# Would a Nubian/Alpine cross be a good milker?



## TSYORK (Jan 1, 2008)

A few threads back I had posted that I was looking for a boyfriend for my Sally Mae. She's a nubian who is 5 yo, and this will be her second freshening. I want to have some milk to feed pigs and steers, so I think I'm going to get another doe, so I can have two to milk. I got an email last night from a guy not too far from me regarding my quest for a buck. He raises alpines and is needing to get rid of two top-grade Alpine bucks. They're not registered, but are full blooded. The only reason he needs to sell them is he needs to change the bloodlines on his farm. One is dehorned and the other is horned. Obviously I would like to get the that is dehorned. He's asking $65.00 obo. Is this a good price? Also, would this combo make a good milker if there were any does to come of this union? The other doe I'll probably try to purchase is a Lamancha, would a Lamancha/Alpine make for good milking?


----------



## ellie (Nov 17, 2007)

Argh! A buck with horns? And unregistered??? Is Sally Mae registered? Remember, at some point you will want to sell the offspring. A $65 goat does not pay its own way. And that's about all an unregistered goat will ever be worth, especially with mixed breeds. Purebred but with no papers might mean a line (yea, even in Alpines) that looks like crap and milks like crap.
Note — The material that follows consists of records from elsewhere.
PR #5422, opened 2016-12-12
(PUP-6996) Add correct permissions to auto-generated production environment

abottchen:
When Puppet is run, it will create the production environment if it
is not already present.  If that run is done at the command line,
the resulting directory will be owned by root:root.  This is not
consistent with the ownership required by Code Manager and file
sync.

This patch corrects the permissions to be those set in the Puppet
configuration.  This prevents any possible permissions issues with
other Puppet components.

### DIFF
--- a/lib/puppet/settings.rb
+++ b/lib/puppet/settings.rb
@@ -1156,14 +1156,23 @@ Generated on #{Time.now}.
     if configured_environment == "production" && envdir && Puppet::FileSystem.exist?(envdir)
       configured_environment_path = File.join(envdir, configured_environment)
       if !Puppet::FileSystem.symlink?(configured_environment_path)
-        catalog.add_resource(
-          Puppet::Resource.new(:file,
-                               configured_environment_path,
-                               :parameters => { :ensure => 'directory',
-                                                :owner => self[:user],
-                                                :group => self[:group],
-                                                :mode => "0750" })
-        )
+        eid = Process::UID.eid
+        if eid == 0 or eid == Etc.getpwnam(self[:user]).uid
+          catalog.add_resource(
+            Puppet::Resource.new(:file,
+                                 configured_environment_path,
+                                 :parameters => { :ensure => 'directory',
+                                                  :owner => self[:user],
+                                                  :group => self[:group],
+                                                  :mode => "0750" })
+          )
+        else
+          catalog.add_resource(
+            Puppet::Resource.new(:file,
+                                 configured_environment_path,
+                                 :parameters => { :ensure => 'directory' })
+          )
+        end
       end
     end
   end
--- a/lib/puppet/settings.rb
+++ b/lib/puppet/settings.rb
@@ -1156,8 +1156,7 @@ Generated on #{Time.now}.
     if configured_environment == "production" && envdir && Puppet::FileSystem.exist?(envdir)
       configured_environment_path = File.join(envdir, configured_environment)
       if !Puppet::FileSystem.symlink?(configured_environment_path)
-        eid = Process::UID.eid
-        if eid == 0 or eid == Etc.getpwnam(self[:user]).uid
+        if @service_user_available and @service_group_available
           catalog.add_resource(
             Puppet::Resource.new(:file,
                                  configured_environment_path,
--- a/lib/puppet/settings.rb
+++ b/lib/puppet/settings.rb
@@ -1159,7 +1159,10 @@ Generated on #{Time.now}.
         catalog.add_resource(
           Puppet::Resource.new(:file,
                                configured_environment_path,
-                               :parameters => { :ensure => 'directory' })
+                               :parameters => { :ensure => 'directory',
+                                                :owner => self[:user],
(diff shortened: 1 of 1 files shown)


adrienthebo:
We're getting test failures because this change doesn't account for Puppet being run as a non-root, non-puppet user. If we're non-root and Puppet is running as a different user from the `user` setting then we'll need to disable this permission setting.

abottchen:
@adrienthebo Thanks, I did not understand why it was failing.  I added checks as you outlined.

abottchen:
@adrienthebo It looks as though Puppet is configured to run as the user "puppet" even though that user does not exist on the system.  Am I reading it incorrectly?

adrienthebo:
@abottchen that's my guess; Puppet looks to be using the default value of `puppet` for user and group but is running as the `travis` user in travis-ci.

lib/puppet/settings.rb
```diff
@@ -1156,11 +1156,23 @@ def add_environment_resources(catalog, sections)
...
-        )
+        eid = Process::UID.eid
+        if eid == 0 or eid == Etc.getpwnam(self[:user]).uid
+          catalog.add_resource(
+            Puppet::Resource.new(:file,
+                                 configured_environment_path,
+                                 :parameters => { :ensure => 'directory',
+                                                  :owner => self[:user],
+                                                  :group => self[:group],
+                                                  :mode => "0750" })
```
joshcooper: I think you want to set `owner` and `group` to `service`. If puppet is running as `root` and the service user/group account exists, then puppet will set the owner/group accordingly.

If we're not running as root, then puppet can't chown, so no point in trying.

If we are root, but the `puppet` user/group doesn't exist, then we fall back to either root or a platform-dependent account.

Note the `puppet` user/group accounts will typically only exist when the agent is running on a host that is also a puppetmaster, or the agent upgraded from 3.x.

lib/puppet/settings.rb
```diff
@@ -1156,11 +1156,23 @@ def add_environment_resources(catalog, sections)
     if configured_environment == "production" && envdir && Puppet::FileSystem.exist?(envdir)
       configured_environment_path = File.join(envdir, configured_environment)
       if !Puppet::FileSystem.symlink?(configured_environment_path)
-        catalog.add_resource(
-          Puppet::Resource.new(:file,
-                               configured_environment_path,
-                               :parameters => { :ensure => 'directory' })
-        )
+        eid = Process::UID.eid
+        if eid == 0 or eid == Etc.getpwnam(self[:user]).uid
```
joshcooper: and you should be able to drop this part

abottchen:
I don't see a variable named "service", but I very well may be overlooking something.  I just added a check to see if the user and group are available first to avoid the problems in CI.

lib/puppet/settings.rb
```diff
@@ -1156,11 +1156,22 @@ def add_environment_resources(catalog, sections)
     if configured_environment == "production" && envdir && Puppet::FileSystem.exist?(envdir)
       configured_environment_path = File.join(envdir, configured_environment)
       if !Puppet::FileSystem.symlink?(configured_environment_path)
-        catalog.add_resource(
-          Puppet::Resource.new(:file,
-                               configured_environment_path,
-                               :parameters => { :ensure => 'directory' })
-        )
+        if @service_user_available and @service_group_available
```
joshcooper: You'll want set the owner/group to the string `"service"` like we do here: https://github.com/puppetlabs/puppet/blob/master/lib/puppet/defaults.rb#L79-L81. It's a special value meaning set the owner/group to the service account if it exists, otherwise set it to `root`. The service account is the value of `Puppet[:user]` which is typically `puppet`. This way the caller doesn't have to duplicate that logic, so you can remove this line here and the else block below.

joshcooper:
Ping @abottchen, let me know if my comment makes sense.

abottchen:
@joshcooper When I set the user and group to "service":

```
      if !Puppet::FileSystem.symlink?(configured_environment_path)
        catalog.add_resource(
          Puppet::Resource.new(:file,
                               configured_environment_path,
                               :parameters => { :ensure => 'directory',
                                                :owner => "service",
                                                :group => "service" })
        )
      end
```

Puppet errors out:

```
Error: Could not set 'directory' on ensure: Could not find user service
Error: Could not set 'directory' on ensure: Could not find user service
Wrapped exception:
Could not find user service
```

The lib/puppet/service.rb code looks to be taking "service" literally and not interpolating it to another user name.

Magisus:
@joshcooper thoughts on the failures Adam mentioned? Is something missing, or might the bahavior have changed?

joshcooper:
So I think the issue is that we only map "service" to the `Puppet[:user]` for file settings, not for resources in general. We'd either need to create the prod environment directory a setting, which I don't think want?, or extract the code that handles the "service" accounts into a more generally reusable module.

ericldelaney:
Closing this PR, for a new one 
https://github.com/puppetlabs/puppet/pull/6751

PR #5423, opened 2016-12-12
(PUP-6966) Allow file fifo and socket ensure absent

tkishel:
Prior to this commit:

- The `remove_existing` method didn't check the `self[:backup]` attribute before calling `can_backup` and `backup_existing`.
- The `remove_existing` method reported that it could not remove a file instead of reporting that it could not backup a file.
- The `can_backup` method returned `true` for all file types.

This caused File (and Tidy, which uses File) to fail to remove fifo and socket files and report a misleading error.

This commit allows File (and Tidy) to remove fifo and socket files.


Magisus:
This looks reasonable; however it could have some unforeseen implications, particularly for Tidy, so we're going to want to make sure the change is documented.

Magisus:
After letting this run through our validation process, we realized that it contains one change that has more far-reaching consequences: we did not previously fail to attempt to remove if we could not backup. While we agree failing is probably the correct behavior, we want to be more deliberate about that change. It is also likely that in most scenarios, attempts to backup will fail in more specific ways themselves, or (as in the directory without `force` case) a different error will prevent the file from being removed. In light of this, I have put up https://github.com/puppetlabs/puppet/pull/6103 changing this failure to a warning for the time being.

PR #5426, opened 2016-12-13
(PUP-1209) Allow setting empty environment vars

petems:
* Adds branch to logic to allow setting empty environment variable
* For example, allows setting of `HTTP_PROXY` to empty for an exec

### DIFF
--- a/lib/puppet/provider/exec.rb
+++ b/lib/puppet/provider/exec.rb
@@ -41,6 +41,13 @@ class Puppet::Provider::Exec < Puppet::Provider
                 warning "Overriding environment setting '#{env_name}' with '#{value}'"
               end
               environment[env_name] = value
+            elsif setting =~ /^(\w+)=$/
+              env_name = $1
+              warning "Environment Setting #{env_name} set to `#{env_name}=`, if this is unexpected check the variable has been assigned in the string"
+              if environment.include?(env_name) || environment.include?(env_name.to_sym)
+                warning "Overriding environment setting '#{env_name}' with '#{value}'"
+              end
+              environment[env_name] = value
             else
               warning "Cannot understand environment setting #{setting.inspect}"
             end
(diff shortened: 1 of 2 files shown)


spec/unit/provider/exec/posix_spec.rb
```diff
@@ -106,6 +106,17 @@ def make_exe
...
+      provider.resource[:environment] = ['WHATEVER=']
+      command = make_exe
+
+      Puppet::Util::Execution.expects(:execute).with(command, instance_of(Hash)).returns(Puppet::Util::Execution::ProcessOutput.new('', 0))
+
+      provider.run(command)
+
+      expect(@logs.map {|l| "#{l.level}: #{l.message}" }).to eq(["warning: Environment Setting WHATEVER set to `WHATEVER=`, if this is unexpected check the variable has been assigned in the string"])
+    end
+
```
petems: This needs better tests, but I'm not sure about the tests around environment settings, they're a bit complicated, might need a bit of assistance 👍

lib/puppet/provider/exec.rb
```diff
@@ -41,6 +41,13 @@ def run(command, check = false)
                 warning "Overriding environment setting '#{env_name}' with '#{value}'"
               end
               environment[env_name] = value
+            elsif setting =~ /^(\w+)=$/
+              env_name = $1
+              warning "Environment Setting #{env_name} set to `#{env_name}=`, if this is unexpected check the variable has been assigned in the string"
```
MikaelSmith: Interesting that it always warns when setting env variables. I'd like to see the messages cleaned up a bit so we always produce one warning that describes whether we're unsetting an environment variable or having no effect. Especially since the 2nd warning right now will always have an empty-string value.

MosesMendoza:
This PR hasn't been updated in some time, and it seems unlikely to get picked up in the near future. I'm going to close this for now, and we can re-open if/when PUP-1209 is prioritized for the 5.x series. We can track future conversation in that ticket.

PR #5398, opened 2016-11-29
(PUP-6188) consider umask for default perms FS test

MosesMendoza:
Prior to this commit, a test in file_system_spec.rb would assert an expected
default permission for a newly created file by Puppet::FileSystem, but failed
to take into account that this would vary based on umask (which varies in linux
by root vs non-root user). This commit updates the test to instead calculate
the expected permission based on the current umask.

transaction spec

PR #5431, opened 2016-12-14
(PUP-6188) Fix SYSTEM perms for file_system_spec

Iristyle:
- When running specs as SYSTEM, the temp directory used is typically
   C:\Windows\Temp, and when creating new files the perms should be
   typically written as:

   SYSTEM:(F)
   Administrators:(F)

   When Puppet calculates a POSIX mode, the owner is SYSTEM and the
   group is Administrators, yielding a mode of 770

   In some circumstances there may be another ACE on the file (as can
   be the case when IIS_IUSRS has permissions to C:\Windows\Temp) and
   Puppets calculated mode will include the 2 prefix which is a
   sentinel value used to indicate extra aces, resulting in a mode of
   2000770.

 - Previously the tests assumed that tests were being run as another
   user that was writing to their own isolated temp directory. Such
   files are normally written as:

   MACHINE\USER:(I)(F)
   SYSTEM:(I)(F)
   Administrators:(I)(F)

   When Puppet calculates mode in this case, given the user has full
   control, but the Users group is not explicitly granted access,
   Puppet calculates a mode of 700.  With the extra aces for SYSTEM
   and Administrators group present, it includes the 2 prefix again,
   resulting in a mode of 2000700.

 - The test fixes here account for the differences in Puppets mode
   calculation

### DIFF
--- a/spec/unit/file_system_spec.rb
+++ b/spec/unit/file_system_spec.rb
@@ -24,6 +24,12 @@ describe "Puppet::FileSystem" do
     file.close
   end
 
+  SYSTEM_SID_BYTES = [1, 1, 0, 0, 0, 0, 0, 5, 18, 0, 0, 0]
+
+  def is_current_user_system?
+    SYSTEM_SID_BYTES == Puppet::Util::Windows::ADSI::User.current_user_sid.sid_bytes
+  end
+
   context "#open" do
     it "uses the same default mode as File.open, when specifying a nil mode (umask used on non-Windows)" do
       file = tmpfile('file_to_update')
@@ -32,11 +38,16 @@ describe "Puppet::FileSystem" do
       Puppet::FileSystem.open(file, nil, 'a') { |fh| fh.write('') }
 
       expected_perms = Puppet::Util::Platform.windows? ?
-        # default Windows mode based on temp file storage
-        '2000700' :
+        # default Windows mode based on temp file storage for SYSTEM user or regular user
+        # for Jenkins or other services running as SYSTEM writing to c:\windows\temp
+        # the permissions will typically be SYSTEM(F) / Administrators(F) which is 770
+        # but sometimes there are extra users like IIS_IUSRS granted rights which adds the "extra ace" 2
+        # for local Administrators writing to their own temp folders under c:\users\USER
+        # they will have (F) for themselves, and Users will not have a permission, hence 700
+        (is_current_user_system? ? ['770', '2000770'] : '2000700') :
         # default mode is applied. 100 == 'regular file'
         '100' + (666 - File.umask.to_s(8).to_i).to_s
-      expect(Puppet::FileSystem.stat(file).mode.to_s(8)).to eq(expected_perms)
+      expect([expected_perms].flatten).to include(Puppet::FileSystem.stat(file).mode.to_s(8))
 
       default_file = tmpfile('file_to_update2')
       expect(Puppet::FileSystem.exist?(default_file)).to be_falsey
@@ -54,8 +65,10 @@ describe "Puppet::FileSystem" do
 
       # Behavior may change in the future on Windows, to *actually* change perms
       # but for now, setting a mode doesn't touch them
-      expected_perms = Puppet::Util::Platform.windows? ? '2000700' : '100444'
-      expect(Puppet::FileSystem.stat(file).mode.to_s(8)).to eq(expected_perms)
+      expected_perms = Puppet::Util::Platform.windows? ?
+        (is_current_user_system? ? ['770', '2000770'] : '2000700') :
+        '100444'
+      expect([expected_perms].flatten).to include(Puppet::FileSystem.stat(file).mode.to_s(8))
 
       # On Windows, 0444 happens to round-trip properly (most octals *do not*)
       # Setting a mode controls file attribute setting (like archive, read-only, etc)


Iristyle:
This is a follow-up to #5398 that was just recently identified as failing in Jenkins CI.next (due to some anomalies in how the jobs were running / the fact that they weren't running all of the tests).

MosesMendoza:
👍

spec/unit/file_system_spec.rb
```diff
@@ -32,11 +38,16 @@ def with_file_content(content)
...
 
       expected_perms = Puppet::Util::Platform.windows? ?
-        # default Windows mode based on temp file storage
-        '2000700' :
+        # default Windows mode based on temp file storage for SYSTEM user or regular user
+        # for Jenkins or other services running as SYSTEM writing to c:\windows\temp
+        # the permissions will typically be SYSTEM(F) / Administrators(F) which is 770
+        # but sometimes there are extra users like IIS_IUSRS granted rights which adds the "extra ace" 2
+        # for local Administrators writing to their own temp folders under c:\users\USER
+        # they will have (F) for themselves, and Users will not have a permission, hence 700
```
Iristyle: So the `2` already covers the extra aces, which should be true all of the time.  To recap how we calculate modes (code lives at https://github.com/puppetlabs/puppet/blob/master/lib/puppet/util/windows/security.rb#L191-L256):

### On my machine

I should have used another user than `Administrator` as this may cause more confusion, but here are the results I'm seeing.

#### `C:\Windows\Temp`

```
C:\Users\Administrator\AppData\Local\Temp>icacls c:\Windows\Temp
c:\Windows\Temp NT AUTHORITY\SYSTEM:(OI)(CI)(S,RD)
                BUILTIN\IIS_IUSRS:(OI)(CI)(S,RD)
                BUILTIN\Users:(CI)(S,WD,AD,X)
                BUILTIN\Administrators:(F)
                BUILTIN\Administrators:(OI)(CI)(IO)(F)
                NT AUTHORITY\SYSTEM:(F)
                NT AUTHORITY\SYSTEM:(OI)(CI)(IO)(F)
                CREATOR OWNER:(OI)(CI)(IO)(F)

Successfully processed 1 files; Failed processing 0 files
```

* Puppet calculates both owner and group as `Administrators` (`S-1-5-32-544`) (Using `Puppet::Util::Windows::Security.get_group` and `get_owner`). 
* Running as `SYSTEM` or as `Administrator`, the mode gets calculated as `2000770`

#### For a the local `Administrator` temp directory:

```
C:\Users\Administrator\AppData\Local\Temp>icacls c:\Users\Administrator\AppData\Local\Temp
c:\Users\Administrator\AppData\Local\Temp Everyone:(RX)
                                          NT AUTHORITY\SYSTEM:(I)(OI)(CI)(F)
                                          BUILTIN\Administrators:(I)(OI)(CI)(F)
                                          VAGRANT-2008R2\Administrator:(I)(OI)(CI)(F)

Successfully processed 1 files; Failed processing 0 files
```

* Puppet calculates the owner as `Administrators` and the group as `None`
* The `SYSTEM` and `Administrator` accounts both see the mode as `2000755`

### If I create some files within those directories, the outcome changes a little.

#### Assuming a file `c:\windows\temp\test.txt` created by `SYSTEM`:

I can create the file from cmd or Ruby and `icacls` shows the same thing:

```
C:\Users\Administrator\AppData\Local\Temp>icacls c:\Windows\Temp\test.txt
c:\Windows\Temp\test.txt NT AUTHORITY\SYSTEM:(I)(S,RD)
                         BUILTIN\IIS_IUSRS:(I)(S,RD)
                         BUILTIN\Administrators:(I)(F)
                         NT AUTHORITY\SYSTEM:(I)(F)

Successfully processed 1 files; Failed processing 0 files
```

But, if I create the file from Ruby with `File.open` I get:

* Puppet sees the owner as `Administrators` / group as `SYSTEM` (`S-1-5-18`)
* The `SYSTEM` and `Administrator` accounts both sees mode as `2000770`

If I create the file from inside `cmd` with `echo 'hi' > test.txt`, the results are different!

* Puppet sees the owner as `Administrators` / group as `None`
* The `SYSTEM` and `Administrator` accounts both see mode as `2000700`

#### Assuming a file `C:\Users\Administrator\AppData\Local\Temp` created by `Administrator`:

```
C:\Users\Administrator\AppData\Local\Temp>icacls test.txt
test.txt NT AUTHORITY\SYSTEM:(I)(F)
         BUILTIN\Administrators:(I)(F)
         VAGRANT-2008R2\Administrator:(I)(F)

Successfully processed 1 files; Failed processing 0 files
```

It doesn't matter if the file is created through cmd or Ruby - the behavior is the same.

* Puppet sees the owner as `Administrators` / group as `None`
* The `SYSTEM` and `Administrator` account both see the mode as `2000700`

### As for your question

This is what I *think* you're asking:

* Should we also include `700` (no extra ACEs)? Nope, shouldn't ever happen - it looks like the `2` comes in from the `Administrator` SID as it's not considered the `group` or `owner` (this seems weird to me to be honest)
* Should we also include `770`(the `None` group has full permissions)? Nope, `None` is not explicitly set at all so should always be `0` (this is also pretty weird to be honest)
* Should we also include `2000770`? Nope, for the same reason a above.

This makes me think that we should have a big table somewhere that shows real-world examples of modes on Windows because it's pretty confusing to be honest.

/cc @joshcooper

MosesMendoza: Thanks for the write-up @Iristyle. Agreed it's a bit confusing which seems like it could open us up to accidentally setting incorrect attributes somewhere.

PR #5432, opened 2016-12-14
(MAINT) Remove the execute bits from test files

kurtwall:
Mostly a tidiness change but I couldn't see a compelling reason for Beaker test files to have their execute bits set.


joshcooper:
@kurtwall could you fix the typo in the commit summary (in git not the PR itself)?

kurtwall:
@joshcooper Think I did this right.

PR #5437, opened 2016-12-14
(PUP-7015) Add multilanguage support for AppVeyor

glennsarti:
Previously Appveyor PR CI tests only tested against the default US English
language.  This commit modifies the AppVeyor tests to optionally set the system
locale prior to running the test suite.  This is configured using the LOCALE
environment variable.

The ruby test matrix, which was previously set via environment variables, has
been moved to the Platform setting to create 2 axis test matrix (Platform vs
Env. Variables).  The Platform setting is presented as an additional environment
variable in Appveyor jobs which is used by the `SET PATH....` statement to set
the correct ruby path and version.

This PR also fixes two tests which were failing on a Japanese locale on Windows.

### DIFF
--- a/appveyor.yml
+++ b/appveyor.yml
@@ -2,15 +2,47 @@ version: 4.1.0.{build}
 clone_depth: 10
 install:
 build: off
+matrix:
+  fast_finish: true
 
+# Ruby versions under test
+platform:
+  - Ruby23-x64
+  - Ruby21-x64
+
+# Note that locales are mainly code page changes and are not the FULL set of localization
+#  changes that happen when you install French/Germam/Japanese etc. Windows
 environment:
   matrix:
-  - RUBY_VER: 23-x64
-  - RUBY_VER: 21-x64
+  - LOCALE: en-US
+  - LOCALE: ja-JP
+
+before_test:
+  # Semicolons are required below.  This renders as a single line powershell command in AppVeyor
+  - ps: >-
+      [string]$testLocale = [Environment]::GetEnvironmentVariable("LOCALE","Process");
+      $currentLocale = (Get-WinSystemLocale).Name;
+      if ($testLocale -ne '') {
+        if ($testLocale -ne $currentLocale) {
+          Write-Output "Setting Locale to $testLocale ...";
+          Set-WinSystemLocale ($testLocale);
+          Write-Output "Restarting worker in 5 seconds...";
+          Start-Sleep -Seconds 5
+          Restart-Computer -Force -Confirm:$false;
+        } else {
+          Write-Output "Locale is already set to $currentLocale";
+        };
+      } else {
+        Write-Output "LOCALE environment variable not set";
+      };
 
 test_script:
+  # The sleep is needed to allow the Appveyor tracing to start correctly after a reboot (locale change)
+  - ps: Start-Sleep -Seconds 5
   - SET
-  - SET PATH=C:\Ruby%RUBY_VER%\bin;%PATH%
+  - chcp
+  - ps: Get-WinSystemLocale
+  - SET PATH=C:\%PLATFORM%\bin;%PATH%
   - SET LOG_SPEC_ORDER=true
   - bundle install --jobs 4 --retry 2 --without development extra
   - type Gemfile.lock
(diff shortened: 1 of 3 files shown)


Iristyle:
So this appears to double our runtime.

I'm OK with that for now, but wondering what we can do to improve it in the future?

appveyor.yml
```diff
@@ -2,15 +2,51 @@ version: 4.1.0.{build}
...
+          Write-Output "Locale is already set to $currentLocale";
+        };
+      } else {
+        Write-Output "LOCALE environment variable not set";
+      };
 
 test_script:
+  # The REMs are needed to help AppVeyor NOT to lose console messages after a reboot (locale change)
+  # Typically the first 2 or 3 are dropped.  Unknown as to why, it just is.
+  - REM Starting in 4
```
Iristyle: Have you asked AppVeyor team about this?

glennsarti:
We either;
- Need more appveyor workers (probably won't happen)
- Test tiering to reduce the number of tests
- Reduce matrix size to 2

spec/integration/test/test_helper_spec.rb
```diff
@@ -12,7 +12,11 @@
 
     Puppet::Util::Windows::Process.set_environment_variable(@varname, @rune_utf8)
   }
-
+  after(:all) {
+    @varname = 'test-helper-foo'
```
Iristyle: I think the intent is to reuse `@varname` everywhere - i.e. this should be unnecessary, no?

spec/integration/test/test_helper_spec.rb
```diff
@@ -12,7 +12,11 @@
 
     Puppet::Util::Windows::Process.set_environment_variable(@varname, @rune_utf8)
   }
-
+  after(:all) {
+    @varname = 'test-helper-foo'
+    Puppet::Util::Windows::Process.set_environment_variable(@varname, nil)
```
Iristyle: Add a comment here about why we're doing this?

glennsarti:
e.g. perhaps only run spec/integration for non US language?

spec/integration/test/test_helper_spec.rb
glennsarti: Yes this in unnecessary.  Will review.

spec/unit/util_spec.rb
```diff
@@ -182,14 +182,51 @@ def withenv_utf8(&block)
...
+    it "works around Ruby bug 8822 (which fails to preserve UTF-8 properly when accessing ENV) (Ruby >= 2.3.x, external encoding is not 65001/UTF8) ",
+      :if => ((match = RUBY_VERSION.match(/^2\.(\d+)\./)) && match.captures[0].to_i >= 3 && Encoding.default_external.name != "UTF-8" && Puppet.features.microsoft_windows?) do
 
       withenv_utf8 do |utf_8_key, utf_8_value, codepage_key|
         # Ruby 2.3 fixes access by the original UTF-8 key, and behaves differently than 2.1
         # keying by local codepage will work only when the UTF-8 can be converted to local codepage
         # the key selected for this test contains characters unavailable to a local codepage, hence doesn't work
-        expect(ENV.key?(codepage_key)).to eq(false)
+
+        if Encoding::default_external == Encoding.find("CP932")
```
Iristyle: I'm not sure this is how we want to fix this test - I think it might be better to just choose different test data.

Looking into it - not sure I entirely understand just yet.

glennsarti: I tried the mixed_utf8 from https://github.com/puppetlabs/puppet/blob/8a355b73875aa58acd8a95717e80c31fb0df0795/spec/integration/faces/config_spec.rb#L13 and long utf8 string https://github.com/puppetlabs/puppet/blob/ebd96213cab43bb2a8071b7ac0206c3ed0be8e58/spec/integration/test/test_helper_spec.rb#L11 .  Both exhibited the same behaviour.

glennsarti: and korean version of lorum ipsum (https://medium.com/korean-design-posts/%EB%B9%88%EA%B3%B5%EA%B0%84%EC%9D%84-%EC%B1%84%EC%9B%8C%EC%A3%BC%EB%8A%94-%EC%9C%A0%EC%9A%A9%ED%95%9C-%ED%88%B4-882b0363bb5a#.sw73xxjh6)

Iristyle:
Closed in favor of updates in #5452

PR #5439, opened 2016-12-15
(maint) Ensure that Puppet::LookupContext.cache returns the cached value

thallgren:


hlindberg:
LookupContext is API so needs a test. Also think this deserves a ticket.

Which gets you wasted time and money ...jmho.


----------



## TSYORK (Jan 1, 2008)

Sally Mae is not registered, was just wanting a dairybreed boyfriend, so I could get some kiddos out of her, and then milk her.


----------



## Sondra (Oct 25, 2007)

yes tis a good price and you will just have to wait and see what any daughters would do for you in the way of milk. So yes is all you are ever wanting out of these goats is to have some milk for your family and meat to eat then go for it. Don't get one with horns unless you just use him to breed your doe and then butcher him as soon as you know she is bred for sure.


----------



## goatkid (Oct 26, 2007)

It would depend on the lines they are from, of course, but generally speaking, Alpines throw milk and crosses out of them will give you milky does. Last fall I bred my Snubian to an Alpine buck and am retaining the doeling for a milker. Hid daughters give lots of milk as does my doe.


----------



## TSYORK (Jan 1, 2008)

All I'm buying him for is to breed my doe. I possibly will purchase another milk breed doe, so he can breed both of them. Once I confirm they're both preggers, then he's off to the sale. We don't eat goat meat, so there's no use of him staying on my grocery bill any longer than he has to. I'm looking for a couple of does for milk to make cheese and feed a couple of pigs with.


----------



## Caprine Beings (Sep 19, 2008)

Shane since you don't eat the meat and just are looking for does wether any bucklings. You can sell them for meat or you can send them to sale as well. Tam


----------



## KJFarm (Oct 26, 2007)

Shane, in regard to your question, crossing Nubians with any of the Swiss breeds (Alpine, Saanen, Toggenburg) should make you a nice milker. The Swiss breeds are heavier producers, the Nubians will give you higher butterfat. For your situation, a crossbred would be fine.


----------



## milkmaidranch (Jun 21, 2010)

I can say from 15 years of experiance with my very first goat ever, Sarabi, that the cross of an Alpine/Nubian is wonderful. If you go to my web-site she is on the home page and other pages. She died this past April at the age of 15. Her last kid was at age 13 and this is the kid with her on the home page. I milked her for 12 years in a row, never sick a day in her life. At 15 she was still cycling but I didn't want to stress her after 13 years old. Proud to say she was one of my best friends ever. Missed with many tears still. www.milkmaidranch.com

As your girl is not registered, go ahead, get the buck if he is healthy. She should also have smaller kids from this cross.


----------



## NubianSoaps.com (Oct 26, 2007)

It would cost you $50 to bring your doe here in heat and have her bred. So buying a $65 buck and putting him in with her to get her bred, 30 days after you see her bred (check under her tail twice a day, it will be nasty with dried semen when she is bred) send blood in to biotracking.com (you can do a CAE Test and a pregnancy test) if she is bred than eat the buck or sell him. We milked almost all hybrids on the dairy part of the farm...my favorite by far was a Lamancha crossed with anything. I have a Nupine (Alpine dam, Nubian sire) on my website if you want to see what they look like....the ears are alot like the old show The Flying Nun and she can lift those ears straight up when she is frightened. The first cross are usually super healthy, the best of both bloodlines. Perhaps this winter you will want to deposit a Nubian buckling out of a local herd to purchase to use 2011, breed her and her daughters and then sell him. Alot of my friends do this yearly so they don't have to overwinter bucks. Or go back to this guy with the $65 bucks and get another one. Vicki


----------



## Nancy (Oct 25, 2007)

One of my does is half nubian half alpine(sire was alpine). She gives plenty of milk and has a nice udder. Like Vicki said ,this one also has the flying nun ears(with a lot of control). It seems to be a pretty good cross. I would get him, breed the does, then sell him.


----------



## Ashley (Oct 25, 2007)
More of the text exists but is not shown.